* **EXERCISE DESCRIPTION**: Scan the data below and copy each line where "google" occurs.

* **RECORDS FOR PROCESSING**:
PR #8493, opened 2025-03-05
chore: use go.mod for managing Go tools

knqyf263:
## Description
Use `go install tool` to manage Go tools.

## Related PRs
- [x] https://github.com/aquasecurity/trivy/pull/8388

## Checklist


aqua.yaml
```diff
@@ -7,4 +7,4 @@ registries:
 packages:
 - name: tinygo-org/tinygo@v0.36.0
 - name: WebAssembly/binaryen@version_112
-- name: magefile/mage@v1.14.0
+- name: magefile/mage@v1.14.0
```
DmitriyLewen, line 10: Do we need to install `mage` in aqua?

magefiles/magefile.go
```diff
@@ -61,22 +61,6 @@ func buildLdflags() (string, error) {
 
 type Tool mg.Namespace
 
-// Aqua installs aqua if not installed
-func (Tool) Aqua() error {
```
DmitriyLewen, line 65: I think we should keep the aqua install feature. 
It will help with installing tinyGo on a new PC.

DmitriyLewen: Or better to add aqua into `go.mod`

aqua.yaml
knqyf263: It's explained in this commit message.
https://github.com/aquasecurity/trivy/pull/8493/commits/4bca3f12a67ceee3f9b671f5182ff553fece1283

magefiles/magefile.go
knqyf263: I added aqua and reverted it due to unknown errors. Let me add it back and see how it goes.

aqua.yaml
knqyf263: Since I want to remove the TinyGo dependency and migrate to BigGo, I didn't try to figure out the problem.

magefiles/magefile.go
knqyf263: https://github.com/aquasecurity/trivy/pull/8493/commits/ac80c7f179e27cc112757c191cec17209e868b9f

magefiles/magefile.go
```diff
@@ -100,6 +84,8 @@ func (t Tool) GolangciLint() error {
 	if exists(bin) && t.matchGolangciLintVersion(bin, version) {
 		return nil
 	}
+	// TODO: use `go install tool`
+	// cf. https://golangci-lint.run/welcome/install/#install-from-sources
 	command := fmt.Sprintf("curl -sfL https://raw.githubusercontent.com/golangci/golangci-lint/master/install.sh | sh -s -- -b %s %s", GOBIN, version)
```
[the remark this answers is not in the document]
knqyf263: `go install` is not guaranteed to work.
https://golangci-lint.run/welcome/install/#install-from-sources

.github/workflows/cache-test-images.yaml
DmitriyLewen, line 1: If i didn't miss something - we can remove `aqua-installer` here. (mage will be install from go.mod)

knqyf263: Thanks https://github.com/aquasecurity/trivy/pull/8493/commits/8c84b9aad6260d9a1e18bc78158f0c5b0a4e8948

go.mod
```diff
@@ -437,6 +442,58 @@ require (
...
+	sigs.k8s.io/kind v0.19.0 // indirect
+)
+
+tool (
+	github.com/aquaproj/aqua/v2/cmd/aqua
+	github.com/google/wire/cmd/wire
+	github.com/knqyf263/labeler
+	github.com/magefile/mage
+	golang.org/x/tools/cmd/goyacc
+	sigs.k8s.io/kind
```
nikpivkin, line 498: @knqyf263  Now we can't install a tool specific version and tools have common dependencies with the project? Doesn't this put restrictions on us?

DmitriyLewen: IIUC `go tool install` uses version from go.mod require field (e.g. for mage - https://github.com/aquasecurity/trivy/blob/463b11731c9956df7a6f332dfb2c6a6fc72f255f/go.mod#L79)

So we can bump version using dependency.

DmitriyLewen: But if I'm right - we need to think about updating logic for `go.mod` parser.

~~if `require` field contains tools - we need to exclude them from the report.~~
But we can't be sure that the project uses this package only as a tool.

for example, we can install `docker` as a tool and use docker API in the project. In this case, we shouldn't exclude this tool.

So it looks like user itself should ignore these tools (e.g. use VEX)

nikpivkin: This is only true for mage because we use it in Go and it's a direct dependency. The other tools are not direct dependencies.

DmitriyLewen: you can use specific version for `go get` command.
In this case `go` will update indirect dependency.

e.g. `go get -tool honnef.co/go/tools/cmd/staticcheck@v0.5.0`

knqyf263: >@knqyf263 Now we can't install a tool specific version and tools have common dependencies with the project? Doesn't this put restrictions on us?

The version can be specified in go.mod as Dmitriy said. For example,
https://github.com/aquasecurity/trivy/blob/463b11731c9956df7a6f332dfb2c6a6fc72f255f/go.mod#L395

```
$ go get -tool golang.org/x/tools/cmd/goyacc@v0.30.0
go: downloading golang.org/x/tools v0.30.0
go: upgraded golang.org/x/tools v0.29.0 => v0.30.0

$ git diff go.mod
diff --git a/go.mod b/go.mod
index 7f71d190d..60b04e0d8 100644
--- a/go.mod
+++ b/go.mod
@@ -392,7 +392,7 @@ require (
        golang.org/x/sys v0.30.0 // indirect
        golang.org/x/telemetry v0.0.0-20240522233618-39ace7a40ae7 // indirect
        golang.org/x/time v0.9.0 // indirect
-       golang.org/x/tools v0.29.0 // indirect
+       golang.org/x/tools v0.30.0 // indirect
        google.golang.org/api v0.218.0 // indirect
        google.golang.org/genproto v0.0.0-20241118233622-e639e219e697 // indirect
        google.golang.org/genproto/googleapis/api v0.0.0-20250115164207-1a7da9e5054f // indirect
```

But, yes, as [documented](https://tip.golang.org/doc/modules/managing-dependencies#tools), they participate in [minimal version selection](https://tip.golang.org/ref/mod#minimal-version-selection). It might cause some problems.

Compatibility must be maintained in Go modules as long as the major version remains the same. In other words, theoretically, using either version 1.10.0 or 1.11.0 should not cause any issues (though I’m aware this isn’t always the case with Docker, K8s and Helm). This means that if a tool unintentionally upgrades the version of a dependency module, it shouldn't be a problem.

On the other hand, there is a possibility that the version of these tools could be unintentionally upgraded due to other dependencies. However, in such cases, I believe this can be addressed by using `replace`.

>They participate in [minimal version selection](https://tip.golang.org/ref/mod#minimal-version-selection) and respect require, replace and exclude directives.

In any case, we won't know if there are any issues until we actually try it out, so let's give it a try for a while and revert back if the operation doesn't go smoothly.

nikpivkin: By the way, for go tool you can specify the path to the mod file, i.e. you can store tools in another mod file.

Issue #8480, opened 2025-03-03
feat(checks): Add check for checking `owners` of AMI


simar7:
Knowing the source of an AMI can prevent situations where an untrusted AMI maybe be loaded. 

The `owners` is an optional field but highly recommended from a Security POV https://registry.terraform.io/providers/hashicorp/aws/latest/docs/data-sources/ami#owners-1

This can avoid situations like https://github.com/awslabs/aws-simple-ec2-cli/security/advisories/GHSA-fg2w-j28v-fc73

simar7:
Related https://github.com/aquasecurity/trivy-checks/pull/352

PR #8499, opened 2025-03-06
feat(misconf): Add support for aws_ami

simar7:
## Description

Adds support for parsing AWS AMIs.

## Related issues
- https://github.com/aquasecurity/trivy/issues/8480

## Checklist


pkg/iac/providers/aws/ami/ami.go
```diff
@@ -0,0 +1,8 @@
+package ami
+
+import iacTypes "github.com/aquasecurity/trivy/pkg/iac/types"
+
+type AMI struct {
```
nikpivkin, line 5: The AMI is related to EC2, so I think it should be in the `ec2` package as a field of the EC2 structure. 
The `aws_ami` data source searches the image against the criteria and returns the id of an already registered AMI, while the resource creates the AMI. The `owners` field is only specific to the data source and if in the future we want to add checks for the resource, we will need to distinguish between the data source and the resource. Should we rename this structure to something like `RequestedAMI` (first thing that came to mind)? 
Also, there may be multiple AMI data sources declared in the configuration , so this field should be a list.

simar7:
Also of interest https://github.com/hashicorp/terraform-provider-aws/issues/40375

simar7:
> @simar7 There is no `AWS::EC2::Image` resource in CloudFormation, so I removed the adaptation for CF.

Interesting, since there isn't one, CloudFormation users are also at a loss preventing the run of malicious AMIs.

AWS recommends to set the allowed AMIs on an account basis https://docs.aws.amazon.com/AWSEC2/latest/UserGuide/ec2-allowed-amis.html

But I do wonder if we will see an equivalent of https://github.com/hashicorp/terraform-provider-aws/issues/40375 in cloudformation.

nikpivkin:
> Interesting, since there isn't one, CloudFormation users are also at a loss preventing the run of malicious AMIs.

Isn't it the other way around? Usually in CloudFormation AMI ID is passed through a parameter, which forces the user to search for the image themselves and prevents using an image with a similar name from an untrusted vendor?

nikpivkin (approved):

simar7:
> > Interesting, since there isn't one, CloudFormation users are also at a loss preventing the run of malicious AMIs.
> 
> Isn't it the other way around? Usually in CloudFormation AMI ID is passed through a parameter, which forces the user to search for the image themselves and prevents using an image with a similar name from an untrusted vendor?

Yeah I guess that would be fine then.

Issue #8500, opened 2025-03-06
fix(misconf): improve array parsing in ARM templates


nikpivkin:
We need to improve array parsing in ARM templates. It would also be nice to provide more context in the error, such as file path and node position.

### Discussed in https://github.com/aquasecurity/trivy/discussions/8497

PR #8503, opened 2025-03-06
fix(misconf): skip Azure CreateUiDefinition

nikpivkin:
## Description

[CreateUiDefinition.json ](https://learn.microsoft.com/en-us/azure/azure-resource-manager/managed-applications/create-uidefinition-overview)is detected as an ARM template because some fields match (schema and parameters), which causes a parsing error. We should skip it, as this file is used to define the UI when creating applications in the Azure portal. We should also log the error when the template parsing fails and continue scanning.

## Related issues
- Close https://github.com/aquasecurity/trivy/issues/8500

## Checklist

### DIFF
--- a/pkg/fanal/analyzer/config/azurearm/azurearm.go
+++ b/pkg/fanal/analyzer/config/azurearm/azurearm.go
@@ -3,6 +3,7 @@ package azurearm
 import (
 	"os"
 	"path/filepath"
+	"strings"
 
 	"github.com/aquasecurity/trivy/pkg/fanal/analyzer"
 	"github.com/aquasecurity/trivy/pkg/fanal/analyzer/config"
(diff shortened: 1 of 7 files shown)


pkg/fanal/analyzer/config/azurearm/azurearm.go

* **FINISHED TASK**:
+	github.com/google/wire/cmd/wire
        google.golang.org/api v0.218.0 // indirect
        google.golang.org/genproto v0.0.0-20241118233622-e639e219e697 // indirect
        google.golang.org/genproto/googleapis/api v0.0.0-20250115164207-1a7da9e5054f // indirect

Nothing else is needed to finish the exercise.